6. Highly Active Anti-Retroviral Therapy (HAART) This medication has been in development stages for years but has proven to be a powerful symptom reliever for patients suffering from HIV/AIDS. By using three medications to create one powerful combination, HAART has been clearly shown to delay progression to AIDS and prolong the life of infected patients anywhere from 4 to 12 years.
5. Functional Magnetic Resonance Imaging (fMRI) By non-invasively recording brain signals without the risks of radiation, this new technique tracks blood flow in the brain to monitor areas of activity. It can be used to monitor the growth of brain tumors, determine how well the brain is functioning after a stroke or diagnosis of Alzheimer’s disease, and find out where in the brain seizures are originating.
4. Minimally Invasive Robotic Surgeries Surgeries aided by robots were first introduced in the late 1980’s with laproscopic procedures and have been advancing ever since. Today’s “da Vinci” robot has treated more than 775,000 patients, and Instead of leaving patients with extensive scarring, these minimally-invasive surgeries leave only a few small marks on the body and allow for greater accuracy during surgery and less post-operation recovery time.
3. Laser Surgeries Laser surgeries were first used to correct vision, but today their use spans across many medical and cosmetic procedures. Whether used for corrective eye surgeries, cosmetic dermatology, or the removal of precancerous lesions, Light Amplification by Stimulated Emission of Radiation (LASER) allows for accurate focus on very small areas of the body.

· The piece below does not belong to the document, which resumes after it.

PR #1778, opened 2020-07-07
Virts 1218 and virts 1219

elegantmoose:
- persist functions can take partial object updates
- persist functions also handle bulk updates (of same object type). core rest api able to not be affected at all so no problems with breaking changes.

2. The Artificial Heart Robert Jarvik, MD is widely known as the inventor of the first successful permanent artificial heart, the Jarvik 7, first implanted in 1982. Since that time, this medical invention has helped save thousands of lives all over the world, as heart disease is the number one cause of death in the United States and many other countries, leading cardiologists to continually search for ways to improve heart health. Currently, temporary and permanent artificial hearts are being used to help patients stay healthy while awaiting a heart transplant or to nurse their current hearts back to health.
1. Magnetic Resonance Imaging (MRI) and Computerized Tomography (CT) These two medical technologies seem like standard procedures today, hinting at their significant impact on healthcare. The first whole-body MRI scanner was constructed 1977 by Dr. Damadian, which he dubbed the “Indomitable” and CT scans were developed by Sir Godfrey Hounsfield and Dr. Alan Cormack, for which they were awarded the Nobel Prize in 1979.
By combining a series of images, or “slices”, taken from many different angles, doctors can examine detailed parts of the body individually or produce a 3-D image of that area, allowing them to quickly and accurately identify internal trauma or irregularities.